Since this routine is passed with the device handle passed as input parameter,
the routine will be traversing the internal device link list searching for
matching device handle. This results in two devices with matching
device handle, therefore both devices goes OFFLINE.
To fix this issue,the input parameter is changed from device handle to
SAS address, therefore only the device that is hot unplugged will be placed
in OFFLINE state.
Nagalakshmi Nandigama [Mon, 7 May 2012 20:38:49 +0000 (13:38 -0700)]
[mpt2sas] Set the phy identifier of the end device to to the phy number of the parent device
it is linked to
Orabug: 14040678
The phy_identifier inside the routine _transport_set_identify()
is set to sas_device_page_zero->PhyNum. This returns the
phy number of the parent device this device is linked to.
Nagalakshmi Nandigama [Mon, 7 May 2012 20:37:52 +0000 (13:37 -0700)]
[mpt2sas] While enabling phy, read the current port number from sas iounit page 0
instead of page 1
Orabug: 14040678
The port number is changing after disabling/enabling phys using the SysFS interface
This is because the firmware behavour changed where it would read the the port number
then set it to some different value even though Auto Port Config is turned on.
With this change of behavour in FW, it is possible that the expanders are moved
from one port to another after disabling /enabling phys. This is occuring because
the port number in sas iounit page 1 is not matching up to the current port in
page 0. In order to fix this the driver is modified to read the current
port number from sas iounit page 0 instead of page 1. Also copy the
port and phy flags over from page 0 to page 1.
Nagalakshmi Nandigama [Mon, 7 May 2012 20:35:49 +0000 (13:35 -0700)]
[mpt2sas] Modify the source code as per the findings reported by the source
code analysis tool
Orabug: 14040678
Modified the source code as per the findings reported by the source
code analysis tool. Source code for the following functionalities
has been touched. None of the driver functionalities has changed.
- SMP Passthrough IOCTL
- Debug messages for MPT Replies (i.e. bit 9 of Logging Level)
- Task Management using sysfs
- Device removal, i.e. when a target device (including any PD within a volume) is removed, and Volume Deletion.
- Trace Buffer
Nagalakshmi Nandigama [Mon, 7 May 2012 20:29:11 +0000 (13:29 -0700)]

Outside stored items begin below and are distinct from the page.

PR #4235, opened 2022-04-22
Show manual overwrite confirmation only in the correct context

### LINKED ISSUE #3706: "Save as..." to existing filename prompts twice to overwrite.
Running nightly dev snapshot on Mint 20

1) Create 2 files: `foo.scad`, `foo2.scad`
2) Start OpenSCAD and open `foo.scad`, click "File -> Save As..."
3) Select foo2.scad, a confirmation appears:
> **Save File -- OpenSCAD**
> foo2.scad already exists.
> Do you want to replace it?
> No / Yes

4) Click yes, file dialog closes, and 2nd confirmation appears (only the dialog title bar differs slightly)
> **foo.scad -- OpenSCAD**
> foo2.scad already exists.
> Do you want to replace it?
> No / Yes

<bountysource-plugin>

---
Want to back this issue? **[Post a bounty on it!](https://www.bountysource.com/issues/96972087-save-as-to-existing-filename-prompts-twice-to-overwrite?utm_campaign=plugin&utm_content=tracker%2F52063&utm_medium=issues&utm_source=github)** We accept bounties via [Bountysource](https://www.bountysource.com/?utm_campaign=plugin&utm_content=tracker%2F52063&utm_medium=issues&utm_source=github).
</bountysource-plugin>

jbinvnt:
Closes #3706

### DIFF
--- a/src/gui/TabManager.cc
+++ b/src/gui/TabManager.cc
@@ -699,6 +699,16 @@ bool TabManager::saveAs(EditorInterface *edt)
     filename.append(".scad");
   }
 
+  // Manual overwrite check since Qt doesn't do it, when using the
+  // defaultSuffix property
+  const QFileInfo info(filename);
+  if (info.exists()) {
+    const auto text = QString(_("%1 already exists.\nDo you want to replace it?")).arg(info.fileName());
+    if (QMessageBox::warning(par, par->windowTitle(), text, QMessageBox::Yes | QMessageBox::No, QMessageBox::No) != QMessageBox::Yes) {
+      return false;
+    }
+  }
+
   bool saveOk = save(edt, filename);
   if (saveOk) {
     setTabName(filename, edt);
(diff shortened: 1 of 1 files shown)


src/gui/TabManager.cc
```diff
@@ -697,15 +697,15 @@ bool TabManager::saveAs(EditorInterface *edt)
 
   if (QFileInfo(filename).suffix().isEmpty()) {
     filename.append(".scad");
```
jbinvnt, line 699: An alternate fix for this issue would be to remove this line, and the manual overwrite confirmation box, entirely. However, that course of action would change the behavior of the "Save As" function. The current behavior is to add `.scad` regardless of whether the user checks the "Automatically select filename extension" box in the Qt window. Even if the user elects not to select an extension and types their filename as `foo2`, this line causes it to be saved as `foo2.scad` anyway. From my investigation, this behavior is why the secondary, manual overwrite confirmation was added in the first place: because without that second box, if a file called `foo2.scad` already existed, it would be overwritten silently because that `.scad` extension is added after Qt has done all its internal checks.

rcolyer (approved):
All the confirmation pathways seem to have the correct behavior now.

[mpt2sas] Improvement were made to better protect the sas_device, raid_device,
and expander_device lists
There were possible race conditions surrounding reading an object
from the link list while from another context in the driver was
removing it. The nature of this enhancement is to rearrange locking
so the link lists are better protected.
Change set:
(1) numerous routines were rearranged so spin locks are held through
the entire time a link list object is being read from or written to.
(2) added new routines for object deletion from link list. Thus ensuring
lock was held during the deletion of the link list object, then and memory
for object freed outside the lock. The memory was freed outside the lock
so driver had access to device object info which was required for
notifying the scsi mid layer that a device was getting deleted.

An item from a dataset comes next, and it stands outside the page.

PR #6759, opened 2026-04-04
Fix sense of Dock::setTitleBarVisibility(isVisible)

jordanbrown0:
This is an internal cleanup only.

`Dock::setTitleBarVisibility()` has a [simple implementation](https://github.com/openscad/openscad/blob/0e1111771d4c5ebaf2a05342dc28bf6fbc9f6ef5/src/gui/Dock.cc#L42):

(3) added the ioc->blocking_handles parameter. This is a bitmask used
to identify which devices need blocking when there is device loss. This was
introduced so that lock can be held for the entire time traversing the link
list objects, and the bitmask was set to indicate which device handles need
blocking. Oustide the lock the ioc->blocking_handles bitmask is traversed,
with the respective device handle the scsi mid layer is called for moving
devices into blocking state.
Nagalakshmi Nandigama [Mon, 7 May 2012 20:27:04 +0000 (13:27 -0700)]
[mpt2sas] Added multisegment mode support for Linux BSG Driver
Orabug: 14040678
Added support for Block IO requests with multiple segments (vectors) in
the SMP handler of the SAS Transport Class. This is required by the
BSG driver. Multisegment support added for both, Request and Response.